To analyze the early response of mesencephalic NCCs to Shh, prechondrogenic cells were identified at d2 by the expression of Sox9 transcripts (36). Shh caused a 4-fold increase in the number of Sox9+ cells over controls while not altering the total cell number in d2 cultures (Fig. 2C). This effect was blocked by cyclopamine, a specific inhibitor of the Shh pathway (37). Treatment with both cyclopamine and Shh reduced the Sox9+ cell number to that observed in untreated cultures, whereas cyclopamine addition in the absence of Shh had no effect (Fig. 2C). To determine whether Shh influenced the proliferation rate of prechondrocytes, we analyzed BrdU incorporation by Sox9+ cells in d2 cultures. The proportion of BrdU+ Sox9+ cells did not differ in the absence (10.4 ± 5.4%) and presence (6.4 ± 2.1%; P = 0.2) of 100 ng/ml Shh. Moreover, neither labeling of collagen2a1+ chondrocytes with phosphohistone H3 in d4 cultures nor incorporation of BrdU by chondroitin sulfate+ cells in d6 cultures revealed a significant difference between Shh-treated and untreated cells (data not shown). Taken together, these results show that Shh acts during the first 48 h of culture to promote survival and/or differentiation of Sox9+ prechondrogenic cells, which are particularly numerous in the early mesencephalic NCCs.

Shh Increases Multipotent Mesenchymal Cells While Decreasing the Number of Only-Neural Progenitors in CNCC Clonal Cultures.

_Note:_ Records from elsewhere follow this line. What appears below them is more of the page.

PR #153, opened 2026-08-26
fix(ctx): codex approval posture — config-override pinning, writable roots, network knob

Glubiz:
Companion to #147's approval-hell investigation, codex side. Version 2.30.0 → 2.32.0.

Implements and gates config-override pinning, writable roots, and network knob for codex approval posture:
- `flags_pin_policy` now recognizes operator `-c approval_policy=…`/`-c sandbox_mode=…` (both split and joined forms) so zirv never appends its own posture args after an operator override.
- `extra_writable_root_args`: dash-spawned codex panes get one merged `-c sandbox_workspace_write.writable_roots=[…]` naming the linked-worktree git common dir and the zirv state mail dir (report-back delivery).
- New operator-owned `[policy] network` knob → `-c sandbox_workspace_write.network_access=true` for codex when allowed.
- `permissions audit/compile --agent codex` prints a caveat that compiled `[safety] allow` entries do not affect codex launches.

## Status
All review findings fixed with named regression tests (d00f663); CI green; ready for approval. The PR is undrafted and mergeable.

PR #154, opened 2026-08-26
fix(ctx): sandbox-escape allowlist ends Claude approval hell

### LINKED ISSUE #147: fix(ctx): Claude sandbox retries ignore standing allows and repeatedly reprompt
## Summary

Zirv-managed interactive Claude sessions repeatedly request permission for
commands already allowed by operator policy. PR #142 supports Claude audit
compilation, but ordinary `[safety] allow` rules cannot satisfy Claude's
separate sandbox-escape/native permission layer.

## Production evidence — 2026-08-25/26

- 152 Claude `Ask` decisions across the two latest state-log buckets.
- 123/152 were `<sandbox: unsandboxed retry>`.
- Transcript-hash correlation found approximately 50 cargo verification asks,
  25 shell/file-probe asks, 16 `gh issue`/`gh pr` asks, and 12 Zirv CLI asks.
- Those families already have `cargo *`, `gh *`, `zirv *`, and common
  read-only shell allowances.
- `permissions audit --agent claude --sessions 50` reported 15 denials:
  `find` 7, `cd` 5, `grep` 2, `ls` 1.
- A correlated `grep`/absolute-path `find` invocation was allowed by the Zirv
  hook and then denied by Claude's native permission rules.
- The operator's Claude settings contain `Bash(*find /*)`, which overmatches
  safe `/Users/...` paths as well as root searches.
- Some audited compound commands contain `rm -rf`, root-wide `find`, or `.env`
  access; compiling only their first-token family would be unsafe.

## Root cause

The safety hook deliberately converts every nontrivial sandbox escape to Ask,
regardless of an existing semantic Allow. The launch settings also inject a
native `Bash(dangerouslyDisableSandbox:true)` ask, and Claude applies the most
restrictive merged verdict. Main's audit records only errored tool results and
mislabels all of them as `dontAsk`, while accepted interactive prompts are
absent.

PR #142 is not Codex-only, and its output is reusable family wildcards rather
than full argv. However, it writes ordinary home-level safety allows, rejects
the single-token families above, and does not compile or project a Claude
sandbox-escape approval. Not writing allow rules into repo settings is correct:
repo-owned configuration may only narrow policy.

## Acceptance criteria

- Repeated eligible Claude sandbox asks can be explicitly compiled into a
  separate operator-owned escape allowance; repo configuration cannot set it.
- Equivalent `cargo test`/`cargo nextest`, read-only `gh issue`/`gh pr`, and
  `zirv ctx` commands stop prompting after operator approval.
- Root-wide searches, `.env` access, `rm -rf`, and destructive VCS operations
  continue to ask or deny.
- Compound commands are classified across every shell segment; `cd && rm -rf`
  can never produce a reusable `cd` allowance.
- Audit reports actual mode, sidechain status, native denial versus sandbox ask,
  and includes accepted prompts through decision-log correlation.
- Stronger native Claude deny rules are surfaced as conflicts instead of
  producing ineffective allow recommendations.
- Interactive and headless regression tests cover hook failure, attestation,
  native precedence, sandbox escape allow, ask, and deny behavior.

## Fix plan (proposed)

1. Extend PR #142’s compiler to correlate Claude transcripts with safety-decision hashes and classify actual asks, denials, permission mode, and sidechains.
2. Add a separate operator-owned, repo-forbidden sandbox-escape allowlist; compile only reusable multi-token families after validating every compound-command segment.
3. Let an unsandboxed retry proceed only when semantic policy returns `Allow` and the escape allowlist also matches; retain current interactive Ask/headless Deny otherwise.
4. Replace the unconditional native sandbox ask with the attested hook decision, failing closed when the hook or policy attestation is unavailable.
5. Detect stronger native deny conflicts such as `Bash(*find /*)` and offer a backed-up migration only for known Zirv-managed legacy entries.
6. **Base verdict: build on PR #142**, because its operator-owned compiler is the correct foundation; main alone would duplicate that open work.

*(Investigation by codex worker, dash pane 1462a245.)*

Glubiz:
Fixes #147. Version 2.30.0 → 2.31.0.

Implemented (all five gates green at the last full run, zero new test failures by name-diff vs main):
- Operator-owned, repo-forbidden `[safety] escape_allow`: an unsandboxed retry keeps Allow only when attestation is OK, semantic policy allows, and every shell segment matches the escape list.
- Built-in escape seed for read-only utilities (grep/cat/ls/find/…) with a credential-path/root-find/.env screen — covers the observed read prompts (71% of interactive asks were unsandboxed retries).
- Removed the injected native `Bash(dangerouslyDisableSandbox:true)` ask rule: per documented Claude Code precedence, hook allows never bypass settings ask rules, so it silently defeated every hook-side allow. The attested fail-closed hook is now the sole zirv-side escape gate.
- Claude sandbox now write-allows the state mail dir so `zirv ctx send` report-back works in-sandbox (pairs with #151's EPERM fix).
- `permissions audit` correlates the safety decision log (true cause/mode/sidechain, accepted prompts); `compile --escape` writes eligible multi-token families to escape_allow (home layer only); native deny/ask conflicts surfaced instead of ineffective recommendations.
- Codex compile caveat and `-c` pinning live separately in #153.

## Handover — draft until final polish
- HEAD (b6b7373) is an orchestrator checkpoint snapshot: it captured a vault-keeper subagent mid-run. Command Safety / Ctx Adapters / Ctx Subsystem / Untrusted Configuration / Decision Log vault pages are updated; **Work Journal + Active Work are not yet**.
- A doc-comment-only fix after the last full gate run was verified with build/fmt/clippy but not re-run through nextest (no logic touched).
- Before merge: check for trailing vault-keeper edits in the worktree, update the two missing vault pages, run all five gates once end-to-end, squash the wip commits into a clean history.


Glubiz:
**Handover status: NOT READY — security fix round in progress.** The rebased, squashed head `b15e8f8` passed all five local gates and delivers the escape allowlist, the interactive-mode pin (kills the defaultMode:"auto" ask-everything flood), the CI artifact.rs race fix, and vault docs. The independent review gate then found one Critical: `escape_denied_by_screen` never checks shell output redirection, so a seeded "read-only" family (`echo`, `cat`, …) retried unsandboxed can silently write to arbitrary paths; compounding, `SpawnRequest.interactive` is trusted verbatim from the drop directory, letting a forged request self-escalate a new pane's mode pin. A fix round is running now: route the screen through the existing `contains_unquoted_redirection` primitive (+ the permissions `--escape` compile path), bind the interactive pin in-process so file-dropped spawn requests can never carry it, with security tests for both. Stays draft until the fix passes a scoped re-review.

Glubiz:
**Shutdown handover (session end).** The security fix round is DONE locally: commit `b46915d` (screens unquoted redirection in `escape_allow` + the permissions `--escape` compile path, binds the interactive spawn-pin in-process so file-dropped requests can never carry it, with security tests). It could NOT be pushed onto this PR branch: the history was amended and the operator's own deny rule blocks `git push --force*` while unattended — by design. The identical head is pushed as branch **`fix/147-sandbox-escape-allowlist-fixround1`**.

Morning steps: (1) `git push --force-with-lease origin b46915d:fix/147-sandbox-escape-allowlist` (or reset the PR branch to the side branch); (2) scoped re-review of the fix vs the Critical/Important findings above; (3) full nextest name-diff; (4) undraft. Full details in `D:\GitHub\zirv-pr154\PR154-REPORT.md` (fix-round section appended).

Glubiz:
## Status: READY TO MERGE — position 1 of 6, head of the train

**Blocking on:** one approving review (the "Protected Main" ruleset requires 1). Nothing else.

### State at handover (head `a6a0bb4`)
- CI: all three checks green.
- Version: 2.31.0.
- Security review loop closed after three fix rounds; no blocking findings remain.

### Work completed this session

**1. CI was red on a broken test — fixed, and it was not a regression.**
`a_forged_interactive_spawn_request_still_spawns_normally` does a real pty spawn but never overrode `cfg.agent_bin`, unlike every other real-pty-spawn test in `dash/mod.rs` (which pin it to `sleep 3` / `ping -n 3 127.0.0.1` per the convention documented right beside them). It resolved to a bare `claude` on PATH, so it passed by accident on machines with a real `claude` installed and failed on a clean runner. Fixed by pinning `agent_bin` in the test. No production code touched; the security property was never affected.

**2. A CRITICAL bypass found by review — closed over two rounds.**
`is_root_wide_find_scan` (`src/commands/ctx/safety.rs`) only inspected `tokens.get(1)` for `/`, `~`, `~/`. Any leading option shifted the real starting point past that fixed index, so `find -H / -iname id_rsa` rode the seeded `find *` escape_allow family to a **silent unsandboxed Allow with no prompt** — an unauthenticated root-wide scan for credential-named files. It was reachable at hook time and, through the shared `escape_denied_by_screen` path, at `permissions compile --escape` time too. This directly violated issue #147's own criterion that root-wide searches continue to ask or deny.

- *Round 1* rewrote the check to scan every token (mirroring `is_risky_find_exec`'s "trust no fixed position" stance) and added a `$`/backtick disqualification so `find $(echo /)` can't smuggle a root through command substitution.
- *Round 2* replaced exact string matching with **lexical normalization**, because round 1 still let through `//`, `/.`, `/./`, `/..`, `/../`, and `~root` — all verified as live silent allows. Exact-match against a set of spellings could never converge; `resolve_lexical_path_components` now collapses slashes and resolves `.`/`..` textually (never walking above its start, no filesystem access, so the classifier stays pure), and `is_root_wide_or_whole_home_path` treats any bare `~`/`~user` as unbounded.

Eight regression tests, each confirmed failing before the fix, plus a positive case proving bounded paths (`find /home/jonathan/project -name x`) still escape — no over-denial. Independent review verified all ten PoCs now ask, tried `/foo/../..`, `~/..`, `~/../..`, `~root/..` without finding a hole, and confirmed no bounded path regressed.

**3. Both earlier-round security fixes were re-reviewed and are SOUND** — the `escape_denied_by_screen` unquoted-redirection screen, and the `trusted_interactive` / `FILE_DROP_TRUSTED_INTERACTIVE` binding (`req.interactive` from file-drop JSON is provably never read by `spawn_launch_mode_pin`).

### Issue #147 acceptance criteria
All met. Native-deny precedence is sound by construction (Claude ANDs hook and native settings independently, so a zirv allow cannot beat an operator's native deny). Audit correlation joins on session + command_sha256 within a 300s window and falls back to generic wording rather than fabricating a match.

### Residual findings — tracked in #160, none blocking
1. Restored dashboard panes never receive the interactive launch-mode pin (fails closed, so safe direction; pre-existing).
2. `is_root_wide_find_scan` still ignores relative paths (`find ..`) — a documented non-goal of this text-only classifier, never in scope for these rounds.
3. zirv's own safety layer denied a `git commit` heredoc because the *message text* contained `~/` and `/../`.

### Merge order
`**#154 (2.31.0)** → #153 (2.32.0) → #156 (2.33.0) → #157 (2.34.0) → #158 (2.35.0) → #159 (2.36.0)`

This goes first: it shares six files with #153 and touches `dash/mod.rs` (+185) and `permissions.rs` (+1234) heavily, so #153 rebases onto it rather than the reverse.

### Next session picks up
Approve and merge, then rebase #153. No code work outstanding.

Glubiz:
## Do not merge separately — folding into a single combined release

Per operator decision, all six open PRs are being combined into one integration branch (`release/2.31.0`) so the project ships **one release tag** instead of six. CD fires on every merge to `main`, so only the integration PR may merge there.

This PR has been set back to draft purely to prevent an accidental separate merge. **Its work is not cancelled** — every reviewed commit is carried onto the integration branch as-is, and the review history and handover comment above remain the record for this slice of the work.

The per-PR version bumps (2.31.0–2.36.0) are superseded by a single `2.31.0` on the integration branch.

This PR will be closed once the integration PR merges. If the integration turns out not to be viable, it can be marked ready again and merged on the original ladder.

To identify the types of progenitors present in CNCCs, we performed clonal cultures by using the CNCC population that exhibited the highest chondrogenesis rate (i.e., NCCs that had migrated from explanted mesencephalon for 15 h). After 10 days in the absence or presence of 100 ng/ml Shh added during d0 to d2, the proportion of plated CNCCs that were clonogenic was similar in untreated and Shh-treated cultures [with a clonal efficiency of 47% (n = 126) and 55% (n = 150), respectively] (P = 0.2). The clones comprised from 50 to ≈10,000 cells in both conditions (data not shown). Phenotype analysis indicated that exposure to Shh significantly increased the overall frequency of the clones containing chondrocytes and those containing myofibroblasts without changing the proportion of those including glia, neurons, or melanocytes (Fig. 3A). Eighteen different clone types were recorded according to the cell types they contained (Fig. 3F). Although unipotent [i.e., chondrocytic (C), myofibroblastic (F), glial (G)] or bipotent [i.e., glial melanocytic (GM), glial myofibroblastic (GF), glial chondrocytic (GC), myofibroblastic chondrocytic (FC), and melanocytic chondrocytic (MC)] clonogenic cells were found, the vast majority of progenitors yielded three to five different cell types in both media. Noticeably, we identified a highly multipotent GNMFC progenitor able to give rise to all of the expected phenotypes [glial, neuronal, melanoblastic, myofibroblastic, and chondrocytic (Fig. 3 B–E)]. GNMFC progenitors showed a significantly higher frequency in the presence than in the absence of Shh (18.5% vs. 6.5%; P = 0.02) (Fig. 3F). The size of GNMFC progeny ranged from 80 to ≈5,000 cells and did not differ in both medium conditions, where the majority of these clones (44% vs. 57% in the absence and presence of Shh) included ≈1,000 to 5,000 cells. In cultures exposed to Shh, we identified two other, unreported so far, multipotent progenitors endowed with both mesenchymal and neural potentials: GNFC yielding glia, neurons, myofibroblasts, and chondrocytes and GMC progenitors generating glia, myofibroblasts, and chondrocytes. Together the chondrogenic progenitors reached 43% of clonogenic cells after Shh addition, compared with 15.5% (P = 0.002) in the absence of Shh (Fig. 3F).

Fig. 3.

Fig. 3.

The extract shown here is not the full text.